**** SOURCE INFORMATION

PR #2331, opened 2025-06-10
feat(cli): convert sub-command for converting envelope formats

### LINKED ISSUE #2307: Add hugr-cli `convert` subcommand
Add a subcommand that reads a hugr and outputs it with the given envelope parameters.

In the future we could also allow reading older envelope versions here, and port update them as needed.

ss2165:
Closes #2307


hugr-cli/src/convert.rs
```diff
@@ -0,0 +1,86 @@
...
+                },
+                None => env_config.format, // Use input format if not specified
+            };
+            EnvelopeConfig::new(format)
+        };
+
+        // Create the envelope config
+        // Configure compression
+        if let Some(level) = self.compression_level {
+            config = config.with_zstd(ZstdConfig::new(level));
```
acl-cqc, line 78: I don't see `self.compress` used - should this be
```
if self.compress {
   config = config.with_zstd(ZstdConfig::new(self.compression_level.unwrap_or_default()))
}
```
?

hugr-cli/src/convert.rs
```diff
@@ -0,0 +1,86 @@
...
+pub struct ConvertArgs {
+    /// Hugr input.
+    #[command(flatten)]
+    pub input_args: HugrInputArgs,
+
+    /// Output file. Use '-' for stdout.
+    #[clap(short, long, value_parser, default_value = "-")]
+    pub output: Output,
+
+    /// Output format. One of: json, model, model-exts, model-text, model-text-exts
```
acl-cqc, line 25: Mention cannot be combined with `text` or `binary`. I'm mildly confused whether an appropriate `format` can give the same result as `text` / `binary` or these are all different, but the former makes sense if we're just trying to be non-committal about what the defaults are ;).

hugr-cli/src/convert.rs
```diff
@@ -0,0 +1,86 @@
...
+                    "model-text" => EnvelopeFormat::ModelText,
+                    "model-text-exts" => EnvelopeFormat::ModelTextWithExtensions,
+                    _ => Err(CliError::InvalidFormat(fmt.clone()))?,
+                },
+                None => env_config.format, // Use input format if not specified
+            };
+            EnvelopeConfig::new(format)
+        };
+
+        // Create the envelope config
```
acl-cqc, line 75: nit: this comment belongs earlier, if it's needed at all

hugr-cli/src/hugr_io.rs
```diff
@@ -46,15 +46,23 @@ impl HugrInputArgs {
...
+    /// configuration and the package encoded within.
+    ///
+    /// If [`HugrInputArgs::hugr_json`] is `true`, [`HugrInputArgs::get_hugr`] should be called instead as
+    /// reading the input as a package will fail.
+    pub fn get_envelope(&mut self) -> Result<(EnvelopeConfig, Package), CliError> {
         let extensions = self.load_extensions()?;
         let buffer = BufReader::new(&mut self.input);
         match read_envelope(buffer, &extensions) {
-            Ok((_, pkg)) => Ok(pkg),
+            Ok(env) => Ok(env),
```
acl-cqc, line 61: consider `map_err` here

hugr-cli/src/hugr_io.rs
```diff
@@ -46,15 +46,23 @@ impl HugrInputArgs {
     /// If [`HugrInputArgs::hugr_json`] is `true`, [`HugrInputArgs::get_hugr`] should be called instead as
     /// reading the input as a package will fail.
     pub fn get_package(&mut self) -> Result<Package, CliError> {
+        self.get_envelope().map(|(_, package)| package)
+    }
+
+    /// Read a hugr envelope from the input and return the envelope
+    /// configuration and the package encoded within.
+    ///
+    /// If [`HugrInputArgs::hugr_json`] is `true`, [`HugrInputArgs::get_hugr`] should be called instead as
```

********
**** SOURCE INFORMATION

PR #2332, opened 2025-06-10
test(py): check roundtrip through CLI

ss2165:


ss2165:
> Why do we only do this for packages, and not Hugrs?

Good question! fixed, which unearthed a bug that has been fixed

********

_EXERCISE AIM_: Extract every line containing the string "that" from the data above.

_WORKED SOLUTION_:
Add a subcommand that reads a hugr and outputs it with the given envelope parameters.
Good question! fixed, which unearthed a bug that has been fixed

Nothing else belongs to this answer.